*** Opening Data records ***
PR #8396, opened 2023-02-21
[dqt] Replace jQuery ajax calls with fetch in DQT

driusan:
This replaces all the jQuery ajax calls with fetch in the files modules/dqt/jsx/react.fieldselector.js and modules/dqt/jsx/react.filterBuilder.js.

N.B. this should be tested. I don't have CouchDB setup to test it but the behaviour should theoretically be the same.

### DIFF
--- a/modules/dqt/jsx/react.filterBuilder.js
+++ b/modules/dqt/jsx/react.filterBuilder.js
@@ -115,12 +115,16 @@ class FilterRule extends Component {
     let rule = this.props.rule;
     if (event.target.value) {
       rule.instrument = event.target.value;
-      $.get(loris.BaseURL
-        + '/dqt/ajax/datadictionary.php',
-        {category: rule.instrument}, (data) => {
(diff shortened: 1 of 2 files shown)


modules/dqt/jsx/react.filterBuilder.js
```diff
@@ -115,12 +115,16 @@ class FilterRule extends Component {
     let rule = this.props.rule;
     if (event.target.value) {
       rule.instrument = event.target.value;
-      $.get(loris.BaseURL
-        + '/dqt/ajax/datadictionary.php',
-        {category: rule.instrument}, (data) => {
+      fetch(
+        loris.BaseURL + + '/dqt/ajax/datadictionary.php?category='
```
xlecours, line 119: `+ + ` doesn't work

xlecours (changes requested):

xlecours (approved):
*** Closing Data records ***
#### Work item
Make an exact copy of every record in the listing.

#### Exercise solution
PR #8396, opened 2023-02-21
[dqt] Replace jQuery ajax calls with fetch in DQT

driusan:
This replaces all the jQuery ajax calls with fetch in the files modules/dqt/jsx/react.fieldselector.js and modules/dqt/jsx/react.filterBuilder.js.

N.B. this should be tested. I don't have CouchDB setup to test it but the behaviour should theoretically be the same.

### DIFF
--- a/modules/dqt/jsx/react.filterBuilder.js
+++ b/modules/dqt/jsx/react.filterBuilder.js
@@ -115,12 +115,16 @@ class FilterRule extends Component {
     let rule = this.props.rule;
     if (event.target.value) {
       rule.instrument = event.target.value;
-      $.get(loris.BaseURL
-        + '/dqt/ajax/datadictionary.php',
-        {category: rule.instrument}, (data) => {
(diff shortened: 1 of 2 files shown)


modules/dqt/jsx/react.filterBuilder.js
```diff
@@ -115,12 +115,16 @@ class FilterRule extends Component {
     let rule = this.props.rule;
     if (event.target.value) {
       rule.instrument = event.target.value;
-      $.get(loris.BaseURL
-        + '/dqt/ajax/datadictionary.php',
-        {category: rule.instrument}, (data) => {
+      fetch(
+        loris.BaseURL + + '/dqt/ajax/datadictionary.php?category='
```
xlecours, line 119: `+ + ` doesn't work

xlecours (changes requested):

xlecours (approved):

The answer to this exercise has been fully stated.